3. You should be clear that you really do have a tobit problem and not
one analogous to a logit or probit problem.

We see on this list examples in which -tobit- or -intreg- is being
applied to problems in which responses outside an interval [a, b] are
impossible in principle. The arguments from at least some of us are
that that kind of problem is usually much better treated as a logit or
probit or beta regression problem. (Clearly any [a, b] can be scaled
to [0, 1].)

You are repeating your question on whether you can pretend that your
problem is a standard regression problem and want to be told "right or
wrong". Who can tell? Perhaps it would be a decent approximation;
perhaps it would be lousy.
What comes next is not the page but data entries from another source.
Issue #2118, opened 2019-10-06
`magic()` function to write the entire test, like `hypothesis-auto`


Zac-HD:
@timothycrosley['s `hypothesis-auto` extension](https://timothycrosley.github.io/hypothesis-auto/) made some waves on social media lately, going a step beyond our existing inference logic for strategies to create your entire test!  As discussed on #2103, we're mutually keen to grow that kind of functionality upstream, so this issue is to track where we're up to and hash out any design issues.

The ideal is to provide **an easy way to start** property-based testing, **and a seamless transition** to our current API once you need it.  Users getting stuck and abandoning PBT altogether would not be a good outcome!

## Proposed API

Minimal changes from the existing downstream API, aimed mostly at making it smaller, easier to teach, and easy to transition off at the end.  By example:

```python
def write_test(func, *, except_=(), use_defaults=False):
    check_argument(callable(func), "Got non-callable func=%r" % (func,))
    if isinstance(except_, tuple):
        for i, e in enumerate(except_):
            check_type(Exception, e, "except_[{}]".format(i))
    else:
        check_type(Exception, e, "except_")
    check_type(bool, use_defaults, "use_defaults")
    ...
```

We could add a `kwargs` argument for a dictionary of strategies, an `oracle` to check that the return value is OK, and perhaps `settings` (more options, but easier transition than `auto_runs_`).

My concern is that over-complicating it encourages people to invest really deeply in the `auto_*` model, and discourages moving to traditional Hypothesis tests.  Perhaps add all arguments, but make it an error to specify more than one of them?  Passing two or three could print source code for an equivalent test, which I'd like to have accessible some other way too...  Not really sure of this part but that's what discussion is for!

## What next?

Timothy has a few other things on the go - including easier `isort` config with `black`, which we'll probably be using soon - but does intend to come back to this soon.  There might be a `@given`-based version downstream first, or we might do it here and add docs+runtime warnings recommending the new upstream version.

Zac-HD:
Having thought about this some more, I think that creating a function at runtime is the wrong approach - that kind of magic is very hard to learn from, let alone edit and extend.  However, spitting out example source code would answer all my objections: it gives users a solid starting point, educates as well as assists, and there's no difference between the output and any other Hypothesis test.

[...]

PR #2335, opened 2020-02-01
Improve repr of `from_type(...)` strategies

Zac-HD:
So that `repr(from_type(int))` == `integers()`, rather than `from_type(int)` - the latter is *correct*, but it's not particularly helpful!


Zac-HD:
@HypothesisWorks/hypothesis-python-contributors - once this is merged, I think the 'ghostwriter' I'm working on for #2118 will be ready to go :grin:

PR #4056, opened 2024-07-22
Various small cleanups to reporting, test settings, and a few flakes

Zac-HD:
Extracted from #4034 again, since it continues to expose me to code I haven't looked at in quite some time, and I both want to make that PR easier to work with (ie smaller) and get the independently-useful parts on master sooner.


tybug (approved):
all makes sense to me!

PR #4057, opened 2024-07-22
Store reference to time.perf_counter for gc accounting

### LINKED ISSUE #4051: Error while patching time.perf_counter
Hi all.
I have a function that I make use of `time.perf_counter()` to calculate latency, so I created an unit test patching that same function and added `side_effects` to the mock regarding the start and end time. For some time it worked perfectly, but after I updated hypothesis, this error started ocurring.
From my investigation, it coincides with changes on the same file that it's happening and, from what I understand, the issue is that hypothesis is also using `time.perf_counter()` but, for some reason, still inside the context where I'm mocking so it's crashing because there's no items left on my side_effect list.

Here's a portion of code that I was able to reproduce the issue with:
```python
async def latency_calc():
    import time
    start_time = time.perf_counter()
    print("doing something here")
    a = 1-1
    b = 1+1
    c = a+b
    assert c == 2
    latency = time.perf_counter() - start_time
    return latency

@pytest.mark.asyncio
@hypothesis.given(
    start_time=st.floats(min_value=0, allow_infinity=False, allow_nan=False),
    end_time=st.floats(min_value=0, allow_infinity=False, allow_nan=False),
    http_info=st.fixed_dictionaries(
        {
            "url": st.shared(
                hypothesis.provisional.urls()
                .map(str.lower)
                .map(lambda x: x.partition("#")[0]),
                key="url",
            ),
        }
    ),
    route=st.builds(
        starlette.routing.Route,
        path=st.text().map(lambda x: f"/{x}"),
        endpoint=st.none(),
    ),
)
async def test_patching_issue(
    start_time: float,
    end_time: float,
    http_info: dict[str, typing.Any],
    route: (
        starlette.routing.Route
        | starlette.routing.WebSocketRoute
        | starlette.routing.Mount
    ),
):
    with unittest.mock.patch("time.perf_counter") as mock:
        mock.side_effect = [start_time, end_time]
        latency = await latency_calc()
    assert latency == end_time-start_time
```

Some info that might be helpful:
Version with this problem: any version after 6.103.0
Python version: 3.11.1
File where it happens: hypothesis/internal/conjecture/junkdrawer.py:436
Error raised:
```
Falsifying example: test_patching_issue(
    start_time=2.225073858507203e-309,
    end_time=1.8836429400948063e+273,
    http_info={'url': 'https://jld.z.jld.is/u%26o'},
    route=Route(path='/', endpoint=None),
)
Failed to reproduce exception. Expected: 
async def latency_calc():
        import time
>       start_time = time.perf_counter()

tests/unit/test_logging_middleware.py:215: 
../../../../.pyenv/versions/3.11.1/lib/python3.11/unittest/mock.py:1118: in __call__
    return self._mock_call(*args, **kwargs)
../../../../.pyenv/versions/3.11.1/lib/python3.11/unittest/mock.py:1122: in _mock_call
    return self._execute_mock_call(*args, **kwargs)

self = <MagicMock name='perf_counter' id='4495232464'>, args = (), kwargs = {}
effect = <list_iterator object at 0x10bee2e00>

    def _execute_mock_call(self, /, *args, **kwargs):
        # separate from _increment_mock_call so that awaited functions are
        # executed separately from their call, also AsyncMock overrides this method
    
        effect = self.side_effect
        if effect is not None:
            if _is_exception(effect):
                raise effect
            elif not _callable(effect):
>               result = next(effect)
E               StopIteration

../../../../.pyenv/versions/3.11.1/lib/python3.11/unittest/mock.py:1179: StopIteration

start_time = 2.225073858507203e-309, end_time = 1.8836429400948063e+273
http_info = {'url': 'https://jld.z.jld.is/u%26o'}
route = Route(path='/', name='NoneType', methods=[])
```

jobh:
Closes #4051.

### DIFF
--- a/hypothesis-python/RELEASE.rst
+++ b/hypothesis-python/RELEASE.rst
@@ -1,0 +1,4 @@
+RELEASE_TYPE: patch
+
+This patch addresses the issue of hypothesis potentially accessing
+mocked ``time.perf_counter`` during test execution (:issue:`4051`).
--- a/hypothesis-python/src/hypothesis/internal/conjecture/junkdrawer.py
+++ b/hypothesis-python/src/hypothesis/internal/conjecture/junkdrawer.py
@@ -421,6 +421,10 @@ _gc_initialized = False
 _gc_start = 0
 _gc_cumulative_time = 0
 
+# Since gc_callback potentially runs in test context, and perf_counter
+# might be monkeypatched, we store a reference to the real one.
+_perf_counter = time.perf_counter
+
 
 def gc_cumulative_time() -> float:
     global _gc_initialized
@@ -430,7 +434,7 @@ def gc_cumulative_time() -> float:
             def gc_callback(phase, info):
                 global _gc_start, _gc_cumulative_time
                 try:
-                    now = time.perf_counter()
+                    now = _perf_counter()
                     if phase == "start":
                         _gc_start = now
                     elif phase == "stop" and _gc_start > 0:
--- a/hypothesis-python/tests/conftest.py
+++ b/hypothesis-python/tests/conftest.py
@@ -116,6 +116,8 @@ def _consistently_increment_time(monkeypatch):
     # non-determinism due to GC running at arbitrary times, we patch the GC observer
     # to NOT increment time.
 
+    monkeypatch.setattr(junkdrawer, "_perf_counter", time)
+
     if hasattr(gc, "callbacks"):
         # ensure timer callback is added, then bracket it by freeze/unfreeze below
         junkdrawer.gc_cumulative_time()


hypothesis-python/src/hypothesis/internal/conjecture/junkdrawer.py
```diff
@@ -421,6 +421,10 @@ def find(self, condition: Callable[[T], bool]) -> T:
 _gc_start = 0
 _gc_cumulative_time = 0
 
+# Since gc_callback potentially runs in test context, and perf_counter
+# might be monkeypatched, we store a reference to the real one.
+_perf_counter = time.perf_counter
```
jobh, line 426: `from time import perf_counter`  would of course be possible, but I think it's wise to make the purpose very explicit by an explicit assignment.

On module level, because we want to patch it in our self-tests.

hypothesis-python/RELEASE.rst
```diff
@@ -0,0 +1,4 @@
+RELEASE_TYPE: patch
+
+This patch addresses the issue of hypothesis potentially accessing
+mocked ``time.perf_counter`` during test execution (:issue:`4051`).
```
Zac-HD, line 4: I think this is technically too general a claim, because we also use `perf_counter()` when drawing from a strategy and that can happen inline - e.g. via `st.functions()` or `st.data()`.  But being super-precise here that it addresses _some_ cases doesn't seem like a big deal.

Zac-HD (approved):
Looks good, thanks @jobh!

hypothesis-python/RELEASE.rst
jobh: A case for centralizing and  replacing `import time` with `from hypothesis.internal import time` perhaps? Later, anyway.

We don't have your data to try it out. But
my view is that if you have a bounded response, you should be
respectful of those bounds in all your analysis. I wouldn't be
impressed at that kind of treatment if I were a reviewer of your paper
(examiner of your thesis, whatever).

Nick

(I am deliberately avoiding "censored" or "truncated" as terms of art,
partly because of the first point I made.)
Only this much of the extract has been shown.